いやね、別にね、新開くんを好きになってないですよ。あの後片付けして新開くんが目を覚ます前においとましたから、それからなんの接点もなく過ごしている。広いキャンパスで新開くんを見かけることはほとんどない。自転車部が活動しているところへ行けば見れるんだろうけど、別にね、会いたいわけでもないですし。会う理由もないわけですし。お寿司食べたい。

合コンへ行ったとき、友達は幹事の子しかいなかったんだけど、なにやらわたしと新開くんが付き合ったんじゃないかという噂が流れてしまって、面識ない子からもちょくちょく喋りかけられたりした。わたしに話しかけた女の子たちは揃って「新開くんと付き合ってるの?」と聞いてくる。わたしが「付き合ってない」と答えると安堵したような顔をしてきゃーっと言って去って行く。なるほどみんな新開くんが好きなんですね。

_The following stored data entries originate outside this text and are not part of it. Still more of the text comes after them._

PR #1701, opened 2023-06-02
gNOI-3.2: adding support for fabric component reboot

nicjiang2023:
Hi,

Please check the update for gNOI-3.2:

1.  Add support for fabric component reboot
2. Introduce a new deviation gnoiFabricComponentRebootUnsupported
3. Update Readme.md accordingly

This will resolve https://github.com/openconfig/featureprofiles/issues/1630

Thanks,
Nicole

PR #2356, opened 2023-11-08
gNOI-3.2: Adding wait time to avoid false failures

sgirishj:
Adding 10s sleep after linecard reboot is issued, to ensure that the linecards reboot process has kicked in, before we pull the linecard status and the list of 'up' interfaces. This is to avoid false failures owing to timing differences.


LimeHat:
There's already 10s sleep (in a loop) just below the one you added

https://github.com/openconfig/featureprofiles/blob/1d26646337e0fdecf7d0da8bb43cb4e98d230427/feature/gnoi/system/tests/per_component_reboot_test/per_component_reboot_test.go#L200

Any specific reason to duplicate it?

sgirishj:
> There's already 10s sleep (in a loop) just below the one you added
> 
> https://github.com/openconfig/featureprofiles/blob/1d26646337e0fdecf7d0da8bb43cb4e98d230427/feature/gnoi/system/tests/per_component_reboot_test/per_component_reboot_test.go#L200
> 
> Any specific reason to duplicate it?

Yes, in some corner cases we have seen the reboot process take around 10s to kick-in which leads to false failures. Didn't want to change the 10s thats within the loop. Hence added this one just before that. Thanks!

LimeHat:
>  Didn't want to change the 10s thats within the loop

Why not? LC boot time limit is set to ~10 minutes, doesn't look like we need a frequent polling there. Having two sleep timers next to each other is confusing IMO :)

Having said that, it also feels strange that gNOI.system.RebootStatus() returns misleading `active=false` result flag for more than 10 seconds after receiving a rebootRequest RPC. Wouldn't you agree?

sezhang2 (approved):
There is a retry logic for the reboot status check with wait time 10 seconds. 

The code change is to add extra 10 seconds for the first check to avoid false failure.

LimeHat:
@sezhang2, just to confirm, 
is it considered to be expected/valid behavior that an implementation may not return an `active=true` status in `RebootStatusResponse` (validated on L285-L291): https://github.com/openconfig/featureprofiles/blob/30a9fc77274d11a80a9d52a37ab43458d4338c90/feature/gnoi/system/tests/per_component_reboot_test/per_component_reboot_test.go#L285-L291) for more than 10 seconds after receiving a `RebootRequest`?

sezhang2:
> @sezhang2, just to confirm, is it considered to be expected/valid behavior that an implementation may not return an `active=true` status in `RebootStatusResponse` (validated on L285-L291):
> 
> https://github.com/openconfig/featureprofiles/blob/30a9fc77274d11a80a9d52a37ab43458d4338c90/feature/gnoi/system/tests/per_component_reboot_test/per_component_reboot_test.go#L285-L291
> 
> for more than 10 seconds after receiving a `RebootRequest`?

This PR only addresses the timing issue for line card reboot. Your question is  about fabric card rebooting from 

 -   https://github.com/openconfig/featureprofiles/pull/1701

Can you open an issue if there is a change needed for fabric card reboot test?

LimeHat:
>  Your question is about fabric card rebooting from

My bad, I quoted the wrong line numbers. I meant L208-L213. But the same code blob is used for linecards.
https://github.com/openconfig/featureprofiles/blob/e0bea24146e94a1eaad2de2e656ffad5f04e1782/feature/gnoi/system/tests/per_component_reboot_test/per_component_reboot_test.go#L208-L213

And no, I don't think there should be an issue in either case even with the previous code, if implementation properly responds with an active status; i.e. I think the extra sleep shouldn't be required at all.

Just wanted to clarify what are the expectations for this code block, if any.
By making this change we are saying that a) implementation can implicitly delay the reboot of a component for more than 10 seconds (which is ok, probably), and b) at the same time it is not responding with an `active=true` (which is more questionable IMO).
But anyway.

sezhang2:
> > Your question is about fabric card rebooting from
> 
> My bad, I quoted the wrong line numbers. I meant L208-L213. But the same code blob is used for linecards.
> 
> https://github.com/openconfig/featureprofiles/blob/e0bea24146e94a1eaad2de2e656ffad5f04e1782/feature/gnoi/system/tests/per_component_reboot_test/per_component_reboot_test.go#L208-L213
> 
> And no, I don't think there should be an issue in either case even with the previous code, if implementation properly responds with an active status; i.e. I think the extra sleep shouldn't be required at all.
> 
> Just wanted to clarify what are the expectations for this code block, if any. By making this change we are saying that a) implementation can implicitly delay the reboot of a component for more than 10 seconds (which is ok, probably), and b) at the same time it is not responding with an `active=true` (which is more questionable IMO). But anyway.


err check from fabric test case is missing. Basically, there are 3 possible return from resp.GetActive() 

1. err is not nil (err returned). no retrun result for resp.GetActive() 
2. true (err is nil) 
3. false (err is nil)

LimeHat:
I think for LC this code block will retry for every non-nil error except `codes.Unimplemented` (which will trigger t.Fatal), since `retry` var is initialized as true and is not modified. But I don't think the error check is relevant here.

The sequence of the events (pre-PR) was:
1) send rebootRequest
2) wait for 10 seconds
3) query RebootStatus
4) successfully exit only for nil error & active==false or after 10 minutes of waiting; or `t.Fatal` in case of unimplemented err

I.e. it appears that the OP encountered p.4 with `nil` error and `active==false` after 10 seconds of initial wait, and before the linecard began the reboot so the another condition at https://github.com/openconfig/featureprofiles/blob/e0bea24146e94a1eaad2de2e656ffad5f04e1782/feature/gnoi/system/tests/per_component_reboot_test/per_component_reboot_test.go#L220 was instantly validated as well, and this lead to a failure in the results. But if the implementation is able to set reboot status as `active=true` within 10 seconds after sending the request, then this early exit won't happen.

sezhang2:
> I think for LC this code block will retry for every non-nil error except `codes.Unimplemented` (which will trigger t.Fatal), since `retry` var is initialized as true and is not modified. But I don't think the error check is relevant here.
> 
> The sequence of the events (pre-PR) was:
> 
> 1. send rebootRequest
> 2. wait for 10 seconds
> 3. query RebootStatus
> 4. successfully exit only for nil error & active==false or after 10 minutes of waiting; or `t.Fatal` in case of unimplemented err
> 
> I.e. it appears that the OP encountered p.4 with `nil` error and `active==false` after 10 seconds of initial wait, and before the linecard began the reboot so the another condition at
> 
> https://github.com/openconfig/featureprofiles/blob/e0bea24146e94a1eaad2de2e656ffad5f04e1782/feature/gnoi/system/tests/per_component_reboot_test/per_component_reboot_test.go#L220
> 
> was instantly validated as well, and this led to a failure in the results. But if the implementation is able to set reboot status as `active=true` within 10 seconds after receiving the request, then this early exit won't happen.

Looks like we are talking about different things. err== nil needs to checked before evaluating resp.GetActive().
```
		case err == nil:
			retry = resp.GetActive()
```
That is why i say `err check from fabric test case is missing`.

大学の講義を終えて家路につく。電車を降りたところでわたしのスマホが震えた。名前が表示されてないところを見ると、きっと知らない人からの電話なんだろう。んじゃあ出る必要ないや。ほっといていいや。スマホをポケットにしまって駅から出る。またしばらくするとぶるぶるとポケットが震えて、スマホを取り出した。さっきと同じ番号が表示されてる。二度もかかってきたとなると、わたしの知ってる人なのかなぁ。とりあえず出てみるだけ出てみよう。スマホを耳にあてながら電話に出る。電波の向こう側で「千代ちゃん?」わたしのことをちゃん付けで呼ぶ男性の声。たったひとりだけ心当たりがあった。


「新開くん?」
「おーよくわかったな!」
「うん。まぁ。と言うかなんでわたしの番号知ってるの?」
「この間の合コンのときの幹事の人から聞いたんだ」
「えっ。なんで」
「なんでって、好きな子の連絡先は知りたいじゃん」
「えっ」
「今度会おうよ」
「えっ」


つまりさ、わたしのことを好きだと言ってるんだよね、新開くんは。どうするべき?どうしたらいいわけ?こんなにまっすぐ気持ちを伝えられることは経験がないから戸惑ってしまう。頭の中真っ白。悪い気はしない、けど。


「とりあえず、オレの番号、ちゃんと登録してくれよ」
「あぁうん」
「また電話してもいい?」
「うん」
「じゃあこれから部活だから」
「そうなんだ。頑張れ」
「ん。頑張る」


プツリと電話が切れる。切れてもなぜか耳からスマホを離すことができない。何かの余韻に浸ってるみたいに。